- _Your goal_
Below are some records; find each line that carries the word "similar" and copy it.

#### Records for processing ####

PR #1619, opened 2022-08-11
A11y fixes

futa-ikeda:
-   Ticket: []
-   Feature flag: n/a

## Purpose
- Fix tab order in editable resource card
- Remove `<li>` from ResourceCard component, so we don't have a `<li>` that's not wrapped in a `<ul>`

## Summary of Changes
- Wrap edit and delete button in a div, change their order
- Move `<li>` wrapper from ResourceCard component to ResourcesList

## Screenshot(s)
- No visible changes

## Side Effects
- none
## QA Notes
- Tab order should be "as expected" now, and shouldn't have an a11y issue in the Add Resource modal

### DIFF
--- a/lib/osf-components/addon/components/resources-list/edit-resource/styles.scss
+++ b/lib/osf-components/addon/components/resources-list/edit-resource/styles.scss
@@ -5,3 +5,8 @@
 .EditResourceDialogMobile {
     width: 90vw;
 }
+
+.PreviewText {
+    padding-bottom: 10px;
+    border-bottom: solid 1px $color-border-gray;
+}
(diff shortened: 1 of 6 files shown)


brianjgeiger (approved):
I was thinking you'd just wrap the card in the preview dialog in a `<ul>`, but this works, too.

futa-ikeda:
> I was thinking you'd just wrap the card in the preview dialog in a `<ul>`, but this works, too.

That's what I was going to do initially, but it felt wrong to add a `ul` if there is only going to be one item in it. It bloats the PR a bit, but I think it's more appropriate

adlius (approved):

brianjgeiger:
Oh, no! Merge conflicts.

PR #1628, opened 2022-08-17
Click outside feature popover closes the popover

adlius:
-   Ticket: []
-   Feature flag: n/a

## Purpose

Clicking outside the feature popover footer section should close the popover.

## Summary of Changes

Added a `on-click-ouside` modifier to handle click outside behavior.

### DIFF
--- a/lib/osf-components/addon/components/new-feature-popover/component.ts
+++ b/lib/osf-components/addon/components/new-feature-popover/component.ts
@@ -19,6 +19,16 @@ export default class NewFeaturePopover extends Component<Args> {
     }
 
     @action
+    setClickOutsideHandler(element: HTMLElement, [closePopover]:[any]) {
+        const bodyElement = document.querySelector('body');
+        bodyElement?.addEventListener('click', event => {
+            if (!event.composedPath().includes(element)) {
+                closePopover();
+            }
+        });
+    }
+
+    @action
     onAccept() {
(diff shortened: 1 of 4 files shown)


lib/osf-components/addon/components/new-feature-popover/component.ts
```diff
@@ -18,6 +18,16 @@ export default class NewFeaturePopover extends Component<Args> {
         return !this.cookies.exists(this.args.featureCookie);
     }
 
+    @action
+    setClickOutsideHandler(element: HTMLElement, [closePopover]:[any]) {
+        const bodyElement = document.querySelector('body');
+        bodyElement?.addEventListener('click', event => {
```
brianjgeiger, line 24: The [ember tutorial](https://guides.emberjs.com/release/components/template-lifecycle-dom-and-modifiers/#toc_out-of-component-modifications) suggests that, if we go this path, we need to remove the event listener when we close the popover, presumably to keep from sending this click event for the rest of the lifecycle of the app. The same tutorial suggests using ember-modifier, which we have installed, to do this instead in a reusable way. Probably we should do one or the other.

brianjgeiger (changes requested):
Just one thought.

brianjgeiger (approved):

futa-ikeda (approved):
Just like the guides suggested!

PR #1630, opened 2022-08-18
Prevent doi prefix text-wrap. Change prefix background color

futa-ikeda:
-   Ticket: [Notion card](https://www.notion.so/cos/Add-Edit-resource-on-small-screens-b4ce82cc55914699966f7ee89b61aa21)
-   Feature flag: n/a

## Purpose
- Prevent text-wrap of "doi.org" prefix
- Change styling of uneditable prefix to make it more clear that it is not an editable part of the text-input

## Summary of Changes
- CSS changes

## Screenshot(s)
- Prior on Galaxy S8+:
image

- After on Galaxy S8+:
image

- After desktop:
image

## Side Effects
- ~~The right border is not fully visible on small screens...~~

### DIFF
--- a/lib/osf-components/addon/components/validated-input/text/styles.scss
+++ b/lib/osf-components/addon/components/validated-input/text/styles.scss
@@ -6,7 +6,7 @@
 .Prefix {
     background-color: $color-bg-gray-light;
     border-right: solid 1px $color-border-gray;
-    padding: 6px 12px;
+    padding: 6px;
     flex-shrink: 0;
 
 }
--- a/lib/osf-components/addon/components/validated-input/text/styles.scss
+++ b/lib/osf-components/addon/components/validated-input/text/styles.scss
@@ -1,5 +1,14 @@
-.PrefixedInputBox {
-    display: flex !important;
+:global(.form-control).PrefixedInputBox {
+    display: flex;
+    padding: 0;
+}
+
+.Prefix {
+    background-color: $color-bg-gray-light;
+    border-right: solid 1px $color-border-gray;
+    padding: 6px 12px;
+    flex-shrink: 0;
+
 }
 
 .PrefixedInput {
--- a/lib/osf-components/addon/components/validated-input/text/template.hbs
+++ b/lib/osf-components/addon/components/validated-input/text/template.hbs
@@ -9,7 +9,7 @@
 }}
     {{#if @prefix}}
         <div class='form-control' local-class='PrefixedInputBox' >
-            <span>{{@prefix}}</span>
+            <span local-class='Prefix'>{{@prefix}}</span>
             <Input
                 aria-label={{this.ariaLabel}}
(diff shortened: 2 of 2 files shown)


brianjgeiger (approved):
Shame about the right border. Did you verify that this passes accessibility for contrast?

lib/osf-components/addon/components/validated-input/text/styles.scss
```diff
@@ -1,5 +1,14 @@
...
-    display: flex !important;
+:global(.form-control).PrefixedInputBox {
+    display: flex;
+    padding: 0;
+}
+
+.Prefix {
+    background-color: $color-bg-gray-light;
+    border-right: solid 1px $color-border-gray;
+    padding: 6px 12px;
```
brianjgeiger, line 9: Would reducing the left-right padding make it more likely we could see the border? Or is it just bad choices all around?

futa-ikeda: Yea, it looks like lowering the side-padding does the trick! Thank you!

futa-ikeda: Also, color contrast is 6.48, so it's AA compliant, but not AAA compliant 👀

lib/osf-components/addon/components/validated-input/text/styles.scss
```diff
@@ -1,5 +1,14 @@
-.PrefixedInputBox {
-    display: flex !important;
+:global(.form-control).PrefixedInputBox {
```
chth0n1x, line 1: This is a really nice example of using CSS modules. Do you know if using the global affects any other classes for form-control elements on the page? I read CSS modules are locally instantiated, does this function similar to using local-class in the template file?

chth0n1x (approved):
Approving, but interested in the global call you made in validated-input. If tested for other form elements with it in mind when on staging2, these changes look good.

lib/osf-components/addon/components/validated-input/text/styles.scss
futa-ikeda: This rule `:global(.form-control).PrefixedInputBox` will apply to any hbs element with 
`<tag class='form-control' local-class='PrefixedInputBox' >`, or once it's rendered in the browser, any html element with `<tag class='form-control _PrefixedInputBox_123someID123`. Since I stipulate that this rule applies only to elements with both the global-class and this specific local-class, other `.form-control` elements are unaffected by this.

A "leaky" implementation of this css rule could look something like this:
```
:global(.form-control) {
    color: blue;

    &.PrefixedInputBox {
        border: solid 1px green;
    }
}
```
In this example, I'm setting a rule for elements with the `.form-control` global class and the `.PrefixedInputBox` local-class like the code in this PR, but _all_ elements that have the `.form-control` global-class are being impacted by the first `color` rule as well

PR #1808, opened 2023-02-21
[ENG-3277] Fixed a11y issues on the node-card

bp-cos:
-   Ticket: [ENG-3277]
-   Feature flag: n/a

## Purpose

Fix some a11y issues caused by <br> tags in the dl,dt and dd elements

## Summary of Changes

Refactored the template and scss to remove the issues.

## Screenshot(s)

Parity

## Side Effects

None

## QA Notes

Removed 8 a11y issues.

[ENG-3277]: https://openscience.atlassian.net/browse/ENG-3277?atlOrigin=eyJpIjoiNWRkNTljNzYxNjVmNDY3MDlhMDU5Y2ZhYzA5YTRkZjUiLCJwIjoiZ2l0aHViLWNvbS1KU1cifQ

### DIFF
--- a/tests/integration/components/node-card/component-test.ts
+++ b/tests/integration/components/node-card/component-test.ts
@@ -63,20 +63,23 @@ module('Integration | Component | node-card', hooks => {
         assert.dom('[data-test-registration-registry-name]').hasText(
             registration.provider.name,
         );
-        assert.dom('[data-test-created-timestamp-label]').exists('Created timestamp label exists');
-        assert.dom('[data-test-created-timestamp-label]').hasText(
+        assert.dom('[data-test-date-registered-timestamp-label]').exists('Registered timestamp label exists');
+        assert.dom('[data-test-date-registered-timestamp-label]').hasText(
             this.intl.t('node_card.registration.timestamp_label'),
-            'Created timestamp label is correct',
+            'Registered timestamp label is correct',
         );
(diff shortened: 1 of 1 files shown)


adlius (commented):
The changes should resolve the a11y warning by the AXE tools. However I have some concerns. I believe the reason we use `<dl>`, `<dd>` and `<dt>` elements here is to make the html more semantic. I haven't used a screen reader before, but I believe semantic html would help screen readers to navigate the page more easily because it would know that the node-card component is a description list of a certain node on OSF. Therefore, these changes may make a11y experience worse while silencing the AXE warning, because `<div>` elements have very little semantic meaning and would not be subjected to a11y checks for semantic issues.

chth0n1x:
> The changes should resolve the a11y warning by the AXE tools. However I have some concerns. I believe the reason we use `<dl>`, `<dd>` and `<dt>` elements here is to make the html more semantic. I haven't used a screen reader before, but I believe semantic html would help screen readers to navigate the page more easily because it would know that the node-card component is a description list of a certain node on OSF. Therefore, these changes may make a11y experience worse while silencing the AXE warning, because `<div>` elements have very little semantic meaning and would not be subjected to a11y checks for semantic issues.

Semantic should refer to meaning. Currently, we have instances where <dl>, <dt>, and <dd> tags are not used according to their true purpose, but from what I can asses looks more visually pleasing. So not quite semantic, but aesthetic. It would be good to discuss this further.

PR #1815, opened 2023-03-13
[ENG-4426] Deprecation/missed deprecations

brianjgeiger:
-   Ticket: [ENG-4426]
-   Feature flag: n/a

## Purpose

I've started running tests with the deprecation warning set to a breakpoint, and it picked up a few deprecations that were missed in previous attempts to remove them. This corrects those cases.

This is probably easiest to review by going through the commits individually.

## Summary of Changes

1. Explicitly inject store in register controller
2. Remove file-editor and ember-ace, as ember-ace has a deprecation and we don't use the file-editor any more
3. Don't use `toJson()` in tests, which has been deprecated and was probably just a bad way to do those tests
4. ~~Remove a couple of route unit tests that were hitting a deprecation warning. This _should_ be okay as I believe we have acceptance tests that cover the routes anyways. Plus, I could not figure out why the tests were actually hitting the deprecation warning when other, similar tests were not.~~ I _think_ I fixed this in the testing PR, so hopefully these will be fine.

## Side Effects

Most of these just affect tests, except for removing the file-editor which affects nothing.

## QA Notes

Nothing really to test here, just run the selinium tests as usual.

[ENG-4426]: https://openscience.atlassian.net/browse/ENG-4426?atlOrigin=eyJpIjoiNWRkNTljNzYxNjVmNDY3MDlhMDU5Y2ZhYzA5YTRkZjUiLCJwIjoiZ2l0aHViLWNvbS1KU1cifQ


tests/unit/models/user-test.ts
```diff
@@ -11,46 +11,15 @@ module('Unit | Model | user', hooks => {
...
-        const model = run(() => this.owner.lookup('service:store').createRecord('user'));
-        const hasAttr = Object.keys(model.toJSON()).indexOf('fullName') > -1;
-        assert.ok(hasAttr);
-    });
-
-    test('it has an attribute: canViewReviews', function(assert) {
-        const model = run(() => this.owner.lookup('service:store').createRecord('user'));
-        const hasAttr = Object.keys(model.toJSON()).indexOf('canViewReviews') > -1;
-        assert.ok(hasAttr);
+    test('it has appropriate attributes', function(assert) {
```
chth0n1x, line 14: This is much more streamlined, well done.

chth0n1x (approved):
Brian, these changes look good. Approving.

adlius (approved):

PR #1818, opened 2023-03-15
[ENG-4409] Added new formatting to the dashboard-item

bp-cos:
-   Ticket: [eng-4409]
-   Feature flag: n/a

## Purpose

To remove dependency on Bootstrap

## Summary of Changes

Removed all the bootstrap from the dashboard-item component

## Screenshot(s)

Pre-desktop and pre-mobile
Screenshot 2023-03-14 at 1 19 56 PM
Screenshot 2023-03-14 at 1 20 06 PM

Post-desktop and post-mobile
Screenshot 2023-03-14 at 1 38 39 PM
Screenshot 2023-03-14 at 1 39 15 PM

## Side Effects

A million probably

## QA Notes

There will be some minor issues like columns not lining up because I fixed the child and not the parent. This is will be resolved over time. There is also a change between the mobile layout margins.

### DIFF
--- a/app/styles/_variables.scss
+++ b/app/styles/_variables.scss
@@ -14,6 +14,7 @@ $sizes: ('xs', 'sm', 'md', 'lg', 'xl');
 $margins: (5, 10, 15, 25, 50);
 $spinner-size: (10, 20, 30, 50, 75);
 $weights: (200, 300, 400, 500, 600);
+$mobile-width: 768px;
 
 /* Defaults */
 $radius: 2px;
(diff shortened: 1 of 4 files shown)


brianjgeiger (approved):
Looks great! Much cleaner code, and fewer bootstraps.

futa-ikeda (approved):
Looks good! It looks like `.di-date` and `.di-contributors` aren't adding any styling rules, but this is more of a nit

####

- _Solution for this problem_
chth0n1x, line 1: This is a really nice example of using CSS modules. Do you know if using the global affects any other classes for form-control elements on the page? I read CSS modules are locally instantiated, does this function similar to using local-class in the template file?
4. ~~Remove a couple of route unit tests that were hitting a deprecation warning. This _should_ be okay as I believe we have acceptance tests that cover the routes anyways. Plus, I could not figure out why the tests were actually hitting the deprecation warning when other, similar tests were not.~~ I _think_ I fixed this in the testing PR, so hopefully these will be fine.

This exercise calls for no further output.